Edge-preserving noise for diffusion models
This work improves diffusion models for structure-sensitive generation tasks, offering a practical fine-tuning approach for pre-trained systems.
The authors introduce an edge-preserving diffusion process that uses a hybrid noise scheme with an edge-aware scheduler to capture fine structural details while maintaining global performance. The method shows consistent improvements in FID, KID, and CLIP-score, particularly in structure-guided tasks like stroke-to-image synthesis.

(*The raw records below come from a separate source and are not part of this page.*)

PR #835, opened 2018-01-04
Add troubleshooting headless TCP service disconnects.

hollinwilkins:
This PR adds documentation on how to prevent Istio from disconnecting connections to headless TCP services every 15 minutes or so.

See conversation here for reference:
https://github.com/istio/istio/issues/506

### DIFF
--- a/_help/troubleshooting.md
+++ b/_help/troubleshooting.md
@@ -72,7 +72,7 @@ properly to point at the lab-based NTP services.
 The expected flow of metrics is:
 
 1. Envoy reports attributes to Mixer in batch (asynchronously from requests)
-1. Mixer translates the attributes from Mixer into instances based on 
+1. Mixer translates the attributes from Mixer into instances based on
    operator-provided configuration.
 1. The instances are handed to Mixer adapters for processing and backend storage.
 1. The backend storage systems record metrics data.
@@ -95,7 +95,7 @@ Mixer generates metrics for monitoring the behavior of Mixer itself.
 Check these metrics.
 
 1. Establish a connection to the Mixer self-monitoring endpoint.
-   
+
    In Kubernetes environments, execute the following command:
 
    ```bash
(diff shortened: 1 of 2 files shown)


_help/troubleshooting.md
```diff
@@ -325,3 +325,29 @@ Check your `ulimit -a`. Many systems have a 1024 open file descriptor limit by d
 ```
 
 Make sure to raise your ulimit. Example: `ulimit -n 16384`
+
+## Headless TCP Services Losing Connection from Istiofied Containers
+
+Envoy is reset every 15 minutes by the `istio-ca` deployment, as a part
```
andraxylia: If `istio-ca` is deployed, Envoy is restarted every 15 minutes to refresh the certificates, causing the disconnection of TCP streams or long-running connections.

hollinwilkins: @andraxylia Do you want me to make these changes?

ldemailly: yes please do

_help/troubleshooting.md
```diff
@@ -325,3 +325,29 @@ Check your `ulimit -a`. Many systems have a 1024 open file descriptor limit by d
...
+of this process it will restart Envoy sidecars causing them to
+disconnect TCP streams. In order to stop this from happening, you will
```
ldemailly: I would insert something like:
"While your TCP services should be resilient to rare connection close events (as your pods may move for a number of reasons instance), if you really need to keep long running connection, and until we release the version of istio that doesn't require envoy restart for certificate reload, you will have to disable mTLS [...]"
(though that's kind of a loooong sentence)

_help/troubleshooting.md
andraxylia: Yes, please rephrase, sorry if that was not clear. Envoy is not restarted by the istio-ca, but by the pilot agent.

_help/troubleshooting.md
hollinwilkins: @ldemailly 30 seconds isn't a long TCP connection. DB connections often stay open for hours by default before being recycled. Will add something about connection resilience as well.

hollinwilkins:
Hey, I made the requested changes, had to open a new PR because the old repository was deleted:

https://github.com/istio/istio.github.io/pull/870

ldemailly:
closing -> #870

Classical diffusion models typically rely on isotropic Gaussian noise, treating all regions uniformly and overlooking structural information important for high-quality generation. We introduce an edge-preserving diffusion process that generalizes isotropic models via a hybrid noise scheme with an edge-aware scheduler that smoothly transitions from edge-preserving to isotropic noise. This enables the model to capture fine structural details while generally maintaining global performance. We evaluate the impact of structure-aware noise in both diffusion and flow-matching frameworks, and show that existing isotropic models can be efficiently fine-tuned with edge-preserving noise, making our framework practical for adapting pre-trained systems. Beyond unconditional generation, our method particularly shows improvements in structure-guided tasks such as stroke-to-image synthesis, improving robustness and perceptual quality, as evidenced by consistent improvements across FID, KID, and CLIP-score.